**The problem**
In your answer, print each of the records below exactly.

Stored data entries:

PR #15880, opened 2024-05-15
Created test for highscoreservice_ms.php issue#15354 

a22melst:
The feature branch has been rebased on g2-2024-v7.

I do not know the intended purpose of highscoreservice or retrieveHighscoreService, but the test works now.

### DIFF
--- a/DuggaSys/tests/microservices/higscoreService/highscoreservice_ms_test.php
+++ b/DuggaSys/tests/microservices/higscoreService/highscoreservice_ms_test.php
@@ -3,25 +3,31 @@
 include "../../../../Shared/test.php";
 
 $testsData = array(
-    'update password (user)' => array(
-        'expected-output' => '{}',
-        'query-before-test-1' => "INSERT INTO listentries(lid, entryname,cid,vers,creator) VALUES (9789,'TestEntry',1885,1337,101);",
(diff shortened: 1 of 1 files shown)


a22marca (changes requested):
The url used for the service is wrong. Also, I'm not sure why, but I don't get the "user" entry in the json, even in the unfiltered output.
```
{"debug":"NONE!","highscores":[{"username":"a99erijo","score":"99"},{"username":"k90kakli","score":"99"},{"username":"a87antal","score":"99"},{"username":"c13timan","score":"99"},{"username":"a13jacan","score":"99"},{"username":"b13syeth","score":"99"},{"username":"a99marka","score":"99"},{"username":"teacher2","score":"99"},{"username":"a99karka","score":"99"},{"username":"mofre","score":"99"}],"user":{"username":"a13andka","score":"99"}}
```

a22melst:
The output of highscoreService_ms.php varies from time to time and depends upon things like whether you are logged in or not. I do not think retrieveHighScoreService_ms.php is working as it should, since the select query which fetches the files is not joining tables user and userAnswer , which results in seemingly random usernames being attached to the scores. Since no foreign-key relationship exists between user and userAnswer, such a join cannot be done at the moment. Considering I do not know the purpose of highscoreService_ms.php, and that it does not really do anything other than forwarding data to the retrieve-service, I think this test should be scrapped.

**Answer section**
PR #15880, opened 2024-05-15
Created test for highscoreservice_ms.php issue#15354 

a22melst:
The feature branch has been rebased on g2-2024-v7.

I do not know the intended purpose of highscoreservice or retrieveHighscoreService, but the test works now.

### DIFF
--- a/DuggaSys/tests/microservices/higscoreService/highscoreservice_ms_test.php
+++ b/DuggaSys/tests/microservices/higscoreService/highscoreservice_ms_test.php
@@ -3,25 +3,31 @@
 include "../../../../Shared/test.php";
 
 $testsData = array(
-    'update password (user)' => array(
-        'expected-output' => '{}',
-        'query-before-test-1' => "INSERT INTO listentries(lid, entryname,cid,vers,creator) VALUES (9789,'TestEntry',1885,1337,101);",
(diff shortened: 1 of 1 files shown)


a22marca (changes requested):
The url used for the service is wrong. Also, I'm not sure why, but I don't get the "user" entry in the json, even in the unfiltered output.
```
{"debug":"NONE!","highscores":[{"username":"a99erijo","score":"99"},{"username":"k90kakli","score":"99"},{"username":"a87antal","score":"99"},{"username":"c13timan","score":"99"},{"username":"a13jacan","score":"99"},{"username":"b13syeth","score":"99"},{"username":"a99marka","score":"99"},{"username":"teacher2","score":"99"},{"username":"a99karka","score":"99"},{"username":"mofre","score":"99"}],"user":{"username":"a13andka","score":"99"}}
```

a22melst:
The output of highscoreService_ms.php varies from time to time and depends upon things like whether you are logged in or not. I do not think retrieveHighScoreService_ms.php is working as it should, since the select query which fetches the files is not joining tables user and userAnswer , which results in seemingly random usernames being attached to the scores. Since no foreign-key relationship exists between user and userAnswer, such a join cannot be done at the moment. Considering I do not know the purpose of highscoreService_ms.php, and that it does not really do anything other than forwarding data to the retrieve-service, I think this test should be scrapped.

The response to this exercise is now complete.